- Genre: Comedy drama
- Created by: Jack Whitehall; Freddy Syborn;
- Directed by: Will Sinclair
- Starring: Jack Whitehall; Rosie Perez; Charity Wakefield; Robert Lindsay; Sophie Thompson; Olga Merediz; Daniella Piper; G-Rod;
- Composers: Ben Foster; Nick Foster;
- Country of origin: United Kingdom
- Original language: English
- No. of series: 2
- No. of episodes: 11

Production
- Executive producers: Ben Cavey; Jon Mountague; Morwenna Gordon; Freddy Syborn; Jack Whitehall;
- Producer: Pippa Brown
- Production company: Tiger Aspect Productions

Original release
- Network: Sky One
- Release: 25 October 2017 – 4 April 2019

= Bounty Hunters (British TV series) =

British comedy drama television series

Bounty Hunters is a British comedy drama series that first aired on 25 October 2017 on Sky One. Pairing an odd couple together in a series of mishaps.

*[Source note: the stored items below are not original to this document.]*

PR #7808, opened 2025-12-16
Gloas ForkChoice

Tomi-3-0:

PR #8337, opened 2026-04-25
implement verify_execution_payload_envelope

Tomi-3-0:
adds `verify_execution_payload_envelope` implementing just the spec's pure verification checks needed for forkchoice envelope validation

### DIFF
--- a/beacon_chain/spec/state_transition_block.nim
+++ b/beacon_chain/spec/state_transition_block.nim
@@ -1840,6 +1840,67 @@ proc process_block*(
 
   ok(operations_rewards)
 
+# https://github.com/ethereum/consensus-specs/blob/v1.7.0-alpha.5/specs/gloas/fork-choice.md#new-verify_execution_payload_envelope
+proc verify_execution_payload_envelope*(
+    timeParams: TimeParams,
+    fork: Fork,
+    state: gloas.BeaconState | heze.BeaconState,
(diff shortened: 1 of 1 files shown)


beacon_chain/spec/state_transition_block.nim
```diff
@@ -1840,6 +1840,67 @@ proc process_block*(
...
+
+  if not verify_execution_payload_envelope_signature(
+      fork, genesis_validators_root,
+      payload.slot_number.epoch,
+      envelope, pubkey, signed_envelope.signature):
+    return err("verify_execution_payload_envelope: invalid signature")
+
+  # Verify consistency with the beacon block
+  var header = state.latest_block_header
+  header.state_root = hash_tree_root(state)
```
tersec: Can this be avoided? `hash_tree_root(BeaconState)` is very expensive.

Tomi-3-0: well, yes.  the proposed caller ( `on_execution_payload` ) alreasy checks if the beacon block root is in the proto array before calling it. that's the way it's actually implemented [here](https://github.com/status-im/nimbus-eth2/pull/7808/changes#diff-88df9240ff1f433c6740570051a2ecfc5c7cf1f4d6faa67160d711131a640ebaR1844-R1894)

PR #8338, opened 2026-04-26
spec-align Gloas gossip validation REJECT/IGNORE; properly handle builder exit signatures

tersec:


beacon_chain/gossip_processing/gossip_validation.nim
```diff
@@ -411,28 +411,34 @@ template validateBeaconBlockGloas(
...
   # If execution_payload verification of block's execution payload parent by an
   # execution node is complete:
   #
   # - [REJECT] The block's execution payload parent (defined by
   #   bid.parent_block_hash) passes all validation.
   let parent = dag.getBlockRef(bid.parent_block_root).valueOr:
-    return dag.checkedReject("validateBeaconBlockGloas: invalid execution parent")
+    return errIgnore("validateBeaconBlockGloas: parent not yet seen")
   debugGloasComment("request missing envelope if not found in db")
   debugGloasComment("revisit the naive parent.parent.isNil guard")
```
ahshum, line 434: I think ~`The block's parent execution payload` means parent envelope while `The block's execution payload parent` is the envelope of the parent block by block hash.~ the validations are around the parent envelope by block hash.

Both don't seem that we have checked precisely.

PR #686, opened 2017-02-09
Ticketbleed

mogigoma:
Made a new script for Ticketbleed, a vuln that was announced within the last several hours. This branch also makes a convenience change to `tls.lua` that can be omitted if undesirable. This script borrows pieces from `ssl-heartbleed.nse` where useful.

Please note that I have not yet found any vulnerable systems, but I believe that with the amount of debugging and testing against unaffected systems that it will correctly flag an affected system. There are many, many guards against false positives.

Let me know if anything needs fixing, I will try to be responsive since this is a particularly 'topical' script.

### DIFF
--- a/nselib/tls.lua
+++ b/nselib/tls.lua
@@ -1180,6 +1180,14 @@ handshake_parse = {
 
         return b, j
       end,
+
+      NewSessionTicket = function (buffer, j, msg_end, protocol)
+        local b = {}
+        -- Parse body.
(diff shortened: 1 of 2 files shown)


mogigoma:
I believe this script is ready for proper review. I managed to generate a PCAP file against a known-vulnerable host and iron out what I think are the last of the errors. The biggest change is moving from one byte session IDs to 16-byte session IDs random for reliability.

If others think it's a good idea, I can make the session ID length a tunable script-arg.

PR #687, opened 2017-02-11
Throttling of Connections Checked

vinamrabhatia:
Solves issue #654 . brute.lua now checks isReduce() on return from connect function ( i.e. when status is false), returns the response and exits out of that thread.
Also, noticed a small spelling error and corrected it.


Varunram:
Duplicate PR of #657 except for the typo

capt2101akash:
I don't see any other changes between @Varunram 's PR and mine w.r.t the functions.

Issue #680, opened 2017-02-04
http-apache-server-status output when apache server not running


capt2101akash:
When I am running the script on a machine where apache is not running the current script is not showing any output. Is the current script is ok or it should show that output something like "apache is not running".
I need clarification regarding this as the user might need some info if it is not running.

Varunram:
@capt2101akash The script will only show output if apache is running. The script is meant to be used to retrieve the server-status page for Apache WebServers. If they don't have apache running, why would they initiate a ping scan in the first place?

capt2101akash:
@Varunram the scripts documentation says it will show the status of the apache server so if it is not running then it should show that I think like "Not up or can't retrieve /status". Moreover the output is given in  debug mode. What I was asking is, is it necessary to show the output or it should be like this and if an output should be shown then what will be the correct way to show that.

@dmiller-nmap  Any suggestions.

Varunram:
The "Output" I referred to was a non default output given by the script. And yes, it is going to output "Failed to retrieve: <the-path>". Are you suggesting that we should change the output of the script to make it convey some more information?

capt2101akash:
@Varunram. That is exactly what I am trying to say. Do we really need to do that. And if yes then I have a patch to submit, but we should ask @dmiller-nmap once about his comments.

cldrn:
By design, NSE scripts don't return output unless there is something to report. Some scripts may return additional when verbose or debug mode is enabled, but it is not enforced. 

I think is a good practice to include these debug/verbose statements as it helps some users determine if the script run successfully or something went wrong.

capt2101akash:
@cldrn By including debug/verbose statements you meant adding it in the original output right, if what I am thinking is right?

fgeek:
@capt2101akash Add the additional "not running" output to debug/verbose output

capt2101akash:
@fgeek  I added the statement as you mentioned.

Please Review.

djcater:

Barnaby is a mild mannered and often bumbling son of an antiques dealer in England, while Nina is a tough American bounty hunter from New York, who both find themselves trying to save their respective families from a Mexican cartel.

==Cast==

- Jack Whitehall as Barnaby Walker
- Rosie Perez as Nina Morales
- Charity Wakefield as Leah Walker
- Robert Lindsay as Nigel Walker
- Sophie Thompson as Fiona Walker
- Olga Merediz as Maria
- Daniella Piper as Sofia
- Ian Gerard Whyte as Uri
- Gabriel "G-Rod" Rodriguez as Pancho
- Christian Ochoa as Angel
- Amber Agar as DI Suleiman
- Ben Bailey Smith as DS Evans
- Bradley James as Webb and Keegan Sherman
- Daniel Faraldo as Alejandro
- Jacqueline King as Penelope

== Episodes ==

=== Season 1 (2017) ===

| No. | Title | Directed by | Written by | Original release date |
|---|---|---|---|---|
| 1 | "Episode #1.1" | William Sinclair | Jack Whitehall and Freddy Syborn | October 25, 2017 |
| 2 | "Episode #1.2" | William Sinclair | Freddy Syborn | November 1, 2017 |
| 3 | "Episode #1.3" | William Sinclair | Freddy Syborn | November 8, 2017 |
| 4 | "Episode #1.4" | William Sinclair | Freddy Syborn | November 15, 2017 |
| 5 | "Episode #1.5" | William Sinclair | Freddy Syborn | November 22, 2017 |
| 6 | "Episode #1.6" | William Sinclair | Freddy Syborn | November 29, 2017 |

=== Season 2 (2019) ===

| No. | Title | Directed by | Written by | Original release date |
|---|---|---|---|---|
| 1 | "Episode #2.1" | Toby MacDonald | Freddy Syborn | March 14, 2019 |
| 2 | "Episode #2.2" | Toby MacDonald | Freddy Syborn | March 14, 2019 |
| 3 | "Episode #2.3" | Toby MacDonald | Freddy Syborn | March 21, 2019 |
| 4 | "Episode #2.4" | Toby MacDonald | Freddy Syborn | March 28, 2019 |
| 5 | "Episode #2.5" | Toby MacDonald | Freddy Syborn | April 4, 2019 |

== Production ==
The script for Bounty Hunters was written by Jack Whitehall and Freddy Syborn.

== Reception ==
Ellen Jones of The Guardian criticized Bounty Hunters for being a comedy-drama, calling it "TV's most used and abused genre".